The dollar fell under pressure after Trump’s interview with Reuters, where he reiterated that he is “not thrilled” by the actions of the Fed and prefers a policy of low interest rates. The dollar index lost 0.7% over the past 24 hours. EURUSD up to 1.1530, the maximum in the last 2 weeks.
Previously Trump used similar verbal interventions in an attempt to stop the U.S. Dollar rally.
Such comments were made on July 19, which restrained the dollar from growth for several weeks. Investors were waiting for Powell’s reaction to the president’s dissatisfaction. However, the Fed has not changed the rhetoric, hinting at the willingness to raise rates as soon as September. In addition to raising the rate of the Fed, the dollar is also supported by Trump’s policy. Trade conflicts with China and diplomatic rifts with Turkey raise the demand for protective assets away from the epicentre of the crisis. Under these conditions, the dollar has played a role of safe-haven asset.
Despite the fact that the central bank is pursuing an independent policy, the president and his administration are nominating candidates for key positions in the Fed, and several appointments are still to be made this year. The markets fear that Trump’s words may be a signal to search for more “dovish” candidates for key positions.
Trump’s comments could play an important role in the dollar’s dynamics. EURUSD has returned to the area above 1.1500, back to the trading range from May to mid-August. If the pair is able to stay above this mark by the end of the day, technically it will cross out the recent dollar rally. In addition, the relative strength index (RSI) has returned from oversold levels for EURUSD that is another strong bearish signal against dollar.

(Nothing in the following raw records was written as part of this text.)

PR #2301, opened 2026-06-30
ci(makemake): use locked version of nixos-rebuild

jfly:
While investigating <https://github.com/ngi-nix/infra/issues/5>, I realized we're using an unlocked reference to `nixpkgs`, which gives us some non-repeatable behavior in CI.

`--inputs-from` is a nice trick here: we now benefit from whatever locked version of nixpkgs we have in our `flake.lock`. I checked our other github workflows and didn't find any other `nix run` incantations that would benefit from this.

A side effect of this is that it works around
<https://github.com/ngi-nix/infra/issues/5>, as we'll revert to a version of nixpkgs that predates
<https://github.com/NixOS/nixpkgs/commit/f23bab46664a3a511fa10d3dcdfb8a9322b14502>.

### DIFF
--- a/.github/workflows/makemake.yaml
+++ b/.github/workflows/makemake.yaml
@@ -11,6 +11,7 @@ jobs:
     runs-on: ubuntu-latest
     env:
       SSH_KEY: ${{ secrets.SSH_KEY }}
+      FLAKE_REF_ROOT: github:${{ github.repository }}/${{ github.sha }}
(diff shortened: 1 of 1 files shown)


phanirithvij (approved):
Nice, I wonder though if this pr is merged and makemake gets deployed from the latest committed declarative config, could you lose root access @jfly? Or did @imincik add your key manually?

jfly:
@imincik added my key to `~/.ssh/authorized_keys`. I deployed a few times while working on this, and didn't lose access.

PR #115, opened 2019-03-27
switch to question mark

npfoss:
The star icon for things we aren't sure what they are is misleading I think. I replaced it with a question mark to hopefully indicate that we don't know, but this isn't a super satisfactory solution because these requirements will prevent the audit from saying you're good even if you fulfill them. A deep solution is probably not in the scope of MVP, but I want your input @wishdasher in particular (and anyone else) on what we should do about this. I think this PR is the minimum, but if it's urgent we can add more.


npfoss:
icons being handled better in #149

Issue #132, opened 2019-04-06
Update updateFulfillment function to use new progress routes on fireroad


georgiashay:
Now can log in and send roadID

PR #136, opened 2019-04-06
Progress overrides

### LINKED ISSUE #119: Add progress overrides
-Slider for plain-string requirements
-Updated at prefs/progress_overrides

georgiashay:
Able to change progress overrides through a dialog

Branches off from the progress-route branch

Closes #119 and #132


georgiashay:
* Fixed the error for General Mathematics, but there also seems to be an issue on the fireroad side with marking these types of requirements as completed, so they will not show as fulfilled right now
* It seems like the slider can't be made thicker using vuetify's exposed parameters, but I added a number input next to it which may be easier to use than the slider
* Progress overrides are not yet available for everything
* Icon problems -> #141 
* Added comments for list id.  Basically progress overrides is a dictionary where the keys are list-ids.  For sub requirements, the list ids are the parent's list id with dots and indices telling you where to find that requirement (ex: girs.0.2 = the CAL1 requirement).  So you need to know what list id you are at to update progress overrides.

georgiashay:
I’m working to change the FireRoad requirements (editor not working right now for some reason) but yeah it might be worth it to create an issue

The list-ids have to be dot delimited because that is what FireRoad expects.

Thus, Trump’s words could seriously affect the technical picture of the dollar for the next few days, preventing it from pausing the rally with potential targets for EURUSD near 1.11 on even lower in 1.04 area. However, for Trump dollar is not a goal, but a means to achieve his political goals. The active imposition of sanctions, as was the case earlier this year against Iran, Turkey and Russia, will preserve the status of a protective asset for the dollar, and the new tariffs continue to force the Fed to raise rates to fight inflation pressure.